The reason Malta was so critical to Allied fortunes in the Middle East was because of its strategic location.  Lying midway along the Mediterranean and halfway between Italy and the North Africa, it was the perfect place from which to attack Axis shipping heading to Libya.  The war in North Africa was, as much as anything, a battle for supply: whichever side managed to get the most fuel, men and munitions would ultimately win.  It is no coincidence that whenever Axis attacks on the island intensified, Axis fortunes in North Africa improved.

Working with the Royal Navy, steadily increasing numbers of RAF bombers – Wellingtons, Blenheims, Beauforts and attack aircraft like the Beaufighter – played a crucial role in attacking enemy shipping.  Two Royal Navy air squadrons also played their part.  Most shipping attacks were carried out by dropping torpedoes, although enemy ports, both in Italy and North Africa, were also bombed.  A third means of attack was to drop mines at the mouths of enemy-held ports.

All pilots on Malta suffered terribly from the bombing.  The Special Duties Flight, for example – a night-flying Wellington anti-shipping flight – was based at Luqa, but its crews messes at the sea-plane base of Kalafrana, several miles away.
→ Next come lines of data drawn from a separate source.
PR #14235, opened 2024-10-08
New Components - bubble

### LINKED ISSUE #13187: [Components] bubble
# bubble
#### Prompt
Emits new event when a Bubble workflow that incorporates the plugin action is initiated. Necessary prop is a specified Bubble workflow. This allows for immediate integration with other platforms.
#### Prompt
Modifies an existing thing in the Bubble database by providing the Thing's ID. The user needs to configure the following prop: 'Thing ID' (required). Optionally, 'Attribute to Modify' and 'New Value' props can be added to specify what and how to change.
#### Prompt
Searches for a Thing in the Bubble database. This operation requires the 'Search Query' prop configured by the user. Add 'Search Parameters' as an optional prop to narrow down the search.
#### Prompt
Creates a new Thing in the Bubble database. The action requires 'Thing Attributes' prop configured by the user which defines the properties of the new Thing.

luancazarine:
Resolves #13187.

### DIFF
--- a/components/bubble/actions/create-thing/create-thing.mjs
+++ b/components/bubble/actions/create-thing/create-thing.mjs
@@ -1,0 +1,30 @@
+import bubble from "../../bubble.app.mjs";
+import { axios } from "@pipedream/platform";
+
+export default {
+  key: "bubble-create-thing",
+  name: "Create Thing",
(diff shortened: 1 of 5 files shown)


GTFalcao:
Closed as outdated and issue is blocked - feel free to reopen if there is new context

PR #14332, opened 2024-10-16
Gmail New Email Received - add error handling

michelle0927:
Adds error handling while retrieving messages, so messages that are deleted or not found will be skipped over instead of throwing an error.


GTFalcao (approved):
LGTM!

PR #14344, opened 2024-10-17
Adding new prop for requestTimeout for Azure SQL

malexanderlim:
See example workflow (Test Request Timeout [step](https://pipedream.com/@pd-component-dev/projects/proj_W7seoE9/p_aNCV2nZ/build)) for testing the prop.

## WHY

Per the feedback [here](https://github.com/PipedreamHQ/pipedream/pull/14152#issuecomment-2386623256), we should create a requestTimeout prop to make the query timeout window configurable. It used to default to 30s, then we bumped to 60s, but if a user needs to configure this to be longer than 60s, they should be able to for maximum flexibility.


malexanderlim:
@vunguyenhung , I've added the IP address to the allowlist. Let me know if this works now for you!

PR #14461, opened 2024-10-29
Slack - Send Block Kit Message

### LINKED ISSUE #14459: [ACTION] Slack - Send Block Kit Message
We've had a few support inquiries and users are running into discoverability issues when we condensed the Slack message functionality into a few actions. 

Our search does not cover component description, so even if we had it in the Slack - Send Message (Advanced) description, users would not be able to search and find it.

It makes sense to break out "Send Block Kit Message" as it's own distinct action here given the number of questions we've gotten since we've condensed the actions.

michelle0927:
Resolves #14459 

## Summary by CodeRabbit

- **New Features**
	- Introduced a new module for sending customizable Block Kit messages to Slack, enhancing integration capabilities.
	- Added properties for conversation selection and optional notification text.

- **Version Updates**
	- Updated the Slack component version from 0.6.7 to 0.7.0.

### DIFF
--- a/components/slack/actions/send-block-kit-message/send-block-kit-message.mjs
+++ b/components/slack/actions/send-block-kit-message/send-block-kit-message.mjs
@@ -1,0 +1,43 @@
+import buildBlocks from "../common/build-blocks.mjs";
+import common from "../common/send-message.mjs";
+
+export default {
+  ...common,
+  ...buildBlocks,
+  key: "slack-send-block-kit-message",
+  name: "Build and Send a Block Kit Message",
+  description: "Configure custom blocks and send to a channel, group, or user. [See the documentation](https://api.slack.com/tools/block-kit-builder).",
+  version: "0.4.0",
+  type: "action",
+  props: {
+    slack: common.props.slack,
+    conversation: {
+      propDefinition: [
+        common.props.slack,
+        "conversation",
+      ],
+    },
+    text: {
+      type: "string",
+      label: "Notification Text",
+      description: "Optionally provide a string for Slack to display as the new message notification (if you do not provide this, notification will be blank).",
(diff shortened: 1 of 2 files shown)


components/slack/actions/send-block-kit-message/send-block-kit-message.mjs
```diff
@@ -0,0 +1,43 @@
+import buildBlocks from "../common/build-blocks.mjs";
+import common from "../common/send-message.mjs";
+
+export default {
+  ...common,
+  ...buildBlocks,
+  key: "slack-send-block-kit-message",
+  name: "Build and Send a Block Kit Message",
+  description: "Configure custom blocks and send to a channel, group, or user. [See the documentation](https://api.slack.com/tools/block-kit-builder).",
+  version: "0.4.0",
```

When the mess was repeatedly bombed they continued to eat there, although one side was now completely open to the elements.  For most of 1942, the pilots and crews were expected to walk to and from the airfield, even on returning from a long and hazardous night operation.

Being a torpedo bomber was one of the most dangerous flying jobs in the RAF, and this was even more so in the Mediterranean theatre.  Chances of completing a tour of six months was 17.5%.  The chances of surviving a second was just 3%. 
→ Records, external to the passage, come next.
PR #14679, opened 2024-11-18
Require project environment in SDK

bzwrk:
## Release Notes

- **New Features**
	- Introduced a new type for environment settings, ensuring only valid environments ("development" or "production") are accepted.
	- Updated client creation to require explicit environment specification.

- **Bug Fixes**
	- Enhanced error handling for OAuth token retrieval and improved messaging for failures.
	- Added validation for the workflow URL construction to handle invalid inputs.

- **Chores**
	- Updated version number to 1.0.5 in the SDK package.
	- Modified `.gitignore` to exclude specific directories from version control.
	- Removed `eslint` from development dependencies.


packages/sdk/src/server/index.ts
```diff
@@ -353,7 +353,10 @@ export class BackendClient {
    * @param opts - The options for configuring the server client.
    */
   constructor(opts: BackendClientOpts) {
-    this.environment = opts.environment ?? "production";
+    if (!opts.environment || !["development", "production"].includes(opts.environment)) {
```
dylburger, line 356: Small but I'd suggest moving this check to its own private method since we may want to validate this elsewhere in the SDK, and since the env validation logic may be more complex later

jverce (approved):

During the most intense period of the Axis blitz in early 1942, RAF bombing and torpedo operations virtually ceased.  By the end of April 1942, three Wellington squadrons had become so depleted they were forced to move to Alexandria; four Blenheim squadrons had similarly either left or become inoperable since January 1942.  Wrecks littered all three airfields.  Groundcrews had desperately tried to keep their aircraft airworthy but the attrition rate was simply too great. 

By the summer of 1942, however, torpedo bombers operating in tandem from bases in North Africa and Malta were making General Rommel’s life a misery.  Tanker after tanker was sunk, which was to prove a decisive factor in his defeat firstly at Alam Halfa at the end of August, and then again at the Second Battle of Alamein in October.

Also key to Allied successes in the Mediterranean was the work of RAF reconnaissance crews, who observed enemy shipping and aircraft movements and were able to report on the results of Allied air strikes.  Most the most famous Malta-based pilot of all was Adrian Warburton, DSO*, DFC**, DFC (US), a man whose fearlessness knew no bounds.  He had arrived on Malta in September 1940 as a navigator rather than a pilot, having shown little aptitude for flying.  Necessity pushed him back into the pilot’s seat, however, and his transformation began.  His bravery and ability to always get his pictures was first confirmed during the run-up to the Royal Navy’s aerial strike on the Italian Fleet at Taranto in November 1940, but he continued to perform incredible feats of daring and soon became one of the most valued pilots in the Middle East. ‘Warby’ – as he was known to all – also arguably became the island’s first ace.  Although reconnaissance pilots were usually unarmed, Warby eschewed such rules and never shied away from taking on another enemy plane whenever he had the chance.  No Malta pilot was more decorated than the incomparable Adrian Warburton.